Millions of Skype users found themselves unable to connect to the VoIP network due to shortcomings in the company's P2P network management algorithm. The shortcomings effectively led to an unforeseen but preventable denial of service.
Not so coincidentally, the outage occurred right at the time Microsoft released its regularly scheduled round of monthly security updates. Skype initially thought that one or more of the updates was the cause of the outage. However, after consulting with Microsoft engineers, Skype soon realized that the fault was entirely their own.
"The Microsoft team was fantastic to work with, and after going through the potential causes, it appeared clearer than ever to us that our software’s P2P network management algorithm was not tuned to take into account a combination of high load and supernode rebooting," wrote Villu Arak in the company's blog.
Skype "supernodes" are end user computers that are used to help route the VoIP traffic of other Skype users. Without enough supernodes available, the Skype network can be brought to a screeching halt. That's precisely what happened in this case. Because so many computers were being rebooted in relatively the same time window, many supernodes were not available.
"The high number of post-update reboots affected Skype’s network resources. This caused a flood of log-in requests, which, combined with the lack of peer-to-peer network resources at the time, prompted a chain reaction that had a critical impact. The self-healing mechanisms of the P2P network upon which Skype’s software runs have worked well in the past. Simply put, every single time Skype has needed to recover from reboots that naturally accompany a routine Windows Update, there hasn’t been a problem.
Unfortunately, this time, for the first time, Skype was unable to rise to the challenge and the reasons for this were exceptional. In this instance, the day’s Skype traffic patterns, combined with the large number of reboots, revealed a previously unseen fault in the P2P network resource allocation algorithm Skype used.

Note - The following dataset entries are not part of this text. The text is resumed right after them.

PR #165, opened 2025-07-24
Add token to github API call in CI

pfebrer:
Every once in a while the CI fails because we are sending an authenticated request to the github API, which has rate limits.

In this PR I use our GH_READ_TOKEN for authenticating so that this doesn't happen anymore

### DIFF
--- a/.github/workflows/docs.yml
+++ b/.github/workflows/docs.yml
@@ -15,6 +15,7 @@ jobs:
     outputs:
       examplesmatrix: ${{ steps.gatherInfo.outputs.examplesjson }}
       latest_docs_run: ${{ steps.gatherInfo.outputs.latest_docs_run }}
+    permissions: read-all # Permissions for the GITHUB_TOKEN
     steps:
       - uses: actions/checkout@v4
         with:
@@ -33,7 +34,7 @@ jobs:
             GET_EXAMPLES_ARGS=" --modified-files $(git diff --name-only -r HEAD^1 HEAD)"
           fi
           echo examplesjson=$(./src/get_examples.py ${GET_EXAMPLES_ARGS}) >> $GITHUB_OUTPUT
-          echo latest_docs_run=$(./src/latest_docs_run.py id) >> $GITHUB_OUTPUT
+          echo latest_docs_run=$(./src/latest_docs_run.py id --api-token ${{ secrets.GITHUB_TOKEN }}) >> $GITHUB_OUTPUT
 
   generate-example:
     needs: setup
@@ -83,6 +84,8 @@ jobs:
     # Run this job even if the generate-example job was skipped due to
     # no examples to run. I.e. only avoid if generate-example failed.
     if: ${{ always() && needs.generate-example.result != 'failure' }}
+    # Permissions for the GITHUB_TOKEN (does not affect GH_DEPLOY_TOKEN)
+    permissions: read-all
     needs: [setup, generate-example]
     runs-on: ubuntu-latest
     steps:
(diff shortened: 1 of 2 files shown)


Luthaf:
How will this interact with PR from a fork? Could we use the Github Action-provided `GITHUB_TOKEN` instead, which should be always available? https://docs.github.com/en/actions/tutorials/use-github_token-in-workflows

pfebrer:
Yes you are right, sounds good! Do you know which rights does GITHUB_TOKEN have? Because if it's just "read" we can also use it for download-artifact

Luthaf:
From https://github.com/orgs/community/discussions/25358, it does seem that the token is set with read-only permission

pfebrer:
Aaah ok, so it's not ${{ secrets.GITHUB_TOKEN }} but simply $GITHUB_TOKEN, right?

Luthaf:
I think it's still `${{ secrets.GITHUB_TOKEN }}`, but it is automatically added by GH and we don't need to create it ourself

pfebrer:
Ok, got it! I think now should be fine. I found that one can set the permissions of GITHUB_TOKEN for each job step, so I set it to `read` and passed the GITHUB_TOKEN to download-artifact as well, let's see if it works :crossed_fingers:

pfebrer:
Argh annoying, one can only set the permissions for a job, not a job step. And we need write permissions to publish to gh-pages...

pfebrer:
The only solution I can think of is to have a secret token that can write, and use it for the deployement to gh-pages

Luthaf:
Yes, using a different token for the final deployment sounds good

pfebrer:
Ok, so let me know when you create it and what's the name of it and I will try. I'm not sure though if the "permissions" thing will also apply to this new token, and this will not come up until the PR is merged and the CI tries to deploy :sweat_smile:

.github/workflows/docs.yml
```diff
@@ -27,13 +27,14 @@ jobs:
       - id: gatherInfo
         # Collect the examples that need to be run, and the id of the latest
         # workflow run on the main branch.
+        permissions: read
```
Luthaf: Is this required? I think `read` is the default anyway

.github/workflows/docs.yml
```diff
@@ -99,10 +100,11 @@ jobs:
       - name: Download latest main branch built examples
         uses: actions/download-artifact@v4
         if: ${{ github.event_name == 'pull_request' }}
+        permissions: read
```
Luthaf: same

Luthaf (commented):
I'll generate a token now

Luthaf:
You can use `GH_DEPLOY_TOKEN` for this. You can also temporarily remove the `if: github.event_name == 'push'` condition on the gh -pages deployment to try it in this PR

.github/workflows/docs.yml
pfebrer: Hmm no read is not the default, because GITHUB_TOKEN until now has been used to deploy to gh-pages. In PRs that come from forks however GITHUB_TOKEN can only read, so the protection against attacks from PR submitters is already there by default, but not against github actions having some malicious code.

Luthaf: ok, fair enough! Although the only scenario where I would see someone trying to use malicious code would be a PR from a fork anyway

pfebrer: Well, the code in a Github Action can do whatever it wants really, so if you give them the token they could in principle do whatever they want with your repo :sweat_smile:

pfebrer:
Oops, it failed. I don't know if because `permissions` applies to all tokens or because the permissions for `GH_DEPLOY_TOKEN` are not set correctly

pfebrer:
Ok, apparently the permissions of GH_DEPLOY_TOKEN are not correct somehow :sweat_smile:

Luthaf:
I updated the token, it seems to be working now!

pfebrer:
All good, ready to merge!

Luthaf (approved):

pfebrer:
Thanks @sofiia-chorna and @johannes-spies for bringing up the API rate limits and the problems with the github tokens in forks, the problems should be solved now! :)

Consequently, the P2P network’s self-healing function didn’t work quickly enough," wrote Arak.
This all leads to the obvious question of why hasn't this type of incident happened before. Arak went on to explain that in previous instances where many supernodes were offline, there was not a high Skype network usage, so the problem never surfaced until now.
Arak added that Skype has now adjusted the algorithm that is used to tune the network and core network size changes, so such an occurrence shouldn't happen again.